* **GIVEN ENTRIES**:
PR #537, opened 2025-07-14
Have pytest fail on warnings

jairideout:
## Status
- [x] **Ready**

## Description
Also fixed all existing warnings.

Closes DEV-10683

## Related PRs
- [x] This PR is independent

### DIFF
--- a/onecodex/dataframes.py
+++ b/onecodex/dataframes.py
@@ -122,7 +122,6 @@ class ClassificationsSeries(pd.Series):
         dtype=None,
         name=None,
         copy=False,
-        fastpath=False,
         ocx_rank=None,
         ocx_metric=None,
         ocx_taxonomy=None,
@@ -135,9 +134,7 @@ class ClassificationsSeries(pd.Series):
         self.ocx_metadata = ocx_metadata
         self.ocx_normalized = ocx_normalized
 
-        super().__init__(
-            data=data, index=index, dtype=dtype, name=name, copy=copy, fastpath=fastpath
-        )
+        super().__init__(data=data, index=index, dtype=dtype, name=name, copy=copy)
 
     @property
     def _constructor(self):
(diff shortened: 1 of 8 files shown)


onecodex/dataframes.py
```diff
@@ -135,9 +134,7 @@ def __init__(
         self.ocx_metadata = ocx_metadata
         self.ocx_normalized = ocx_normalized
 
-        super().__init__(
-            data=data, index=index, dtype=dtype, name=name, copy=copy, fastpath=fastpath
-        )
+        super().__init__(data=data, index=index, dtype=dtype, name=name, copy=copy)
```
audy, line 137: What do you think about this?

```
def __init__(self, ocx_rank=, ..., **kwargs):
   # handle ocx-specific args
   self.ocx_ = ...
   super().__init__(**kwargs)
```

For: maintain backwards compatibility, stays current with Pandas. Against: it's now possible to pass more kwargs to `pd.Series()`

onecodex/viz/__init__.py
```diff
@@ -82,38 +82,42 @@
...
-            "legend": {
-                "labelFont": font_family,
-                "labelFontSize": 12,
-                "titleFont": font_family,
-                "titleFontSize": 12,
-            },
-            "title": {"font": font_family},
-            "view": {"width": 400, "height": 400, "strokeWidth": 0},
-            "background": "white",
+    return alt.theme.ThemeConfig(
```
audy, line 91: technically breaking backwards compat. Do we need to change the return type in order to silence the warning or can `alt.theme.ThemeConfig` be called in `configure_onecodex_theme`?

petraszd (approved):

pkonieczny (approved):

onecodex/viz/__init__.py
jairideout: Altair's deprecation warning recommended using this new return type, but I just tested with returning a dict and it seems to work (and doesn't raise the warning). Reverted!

* * *

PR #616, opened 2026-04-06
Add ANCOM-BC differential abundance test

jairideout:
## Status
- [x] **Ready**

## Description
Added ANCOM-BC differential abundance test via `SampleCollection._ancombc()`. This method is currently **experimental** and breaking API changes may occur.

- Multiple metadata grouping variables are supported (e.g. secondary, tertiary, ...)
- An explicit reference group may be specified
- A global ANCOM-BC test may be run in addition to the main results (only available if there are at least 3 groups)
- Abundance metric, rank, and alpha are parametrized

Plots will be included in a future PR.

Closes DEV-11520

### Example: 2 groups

* **WHAT TO PRODUCE**:
Copy out every line in the entries above that holds "ANCOM".

* **RESULT OF THE EXERCISE**:
Add ANCOM-BC differential abundance test
Added ANCOM-BC differential abundance test via `SampleCollection._ancombc()`. This method is currently **experimental** and breaking API changes may occur.
- A global ANCOM-BC test may be run in addition to the main results (only available if there are at least 3 groups)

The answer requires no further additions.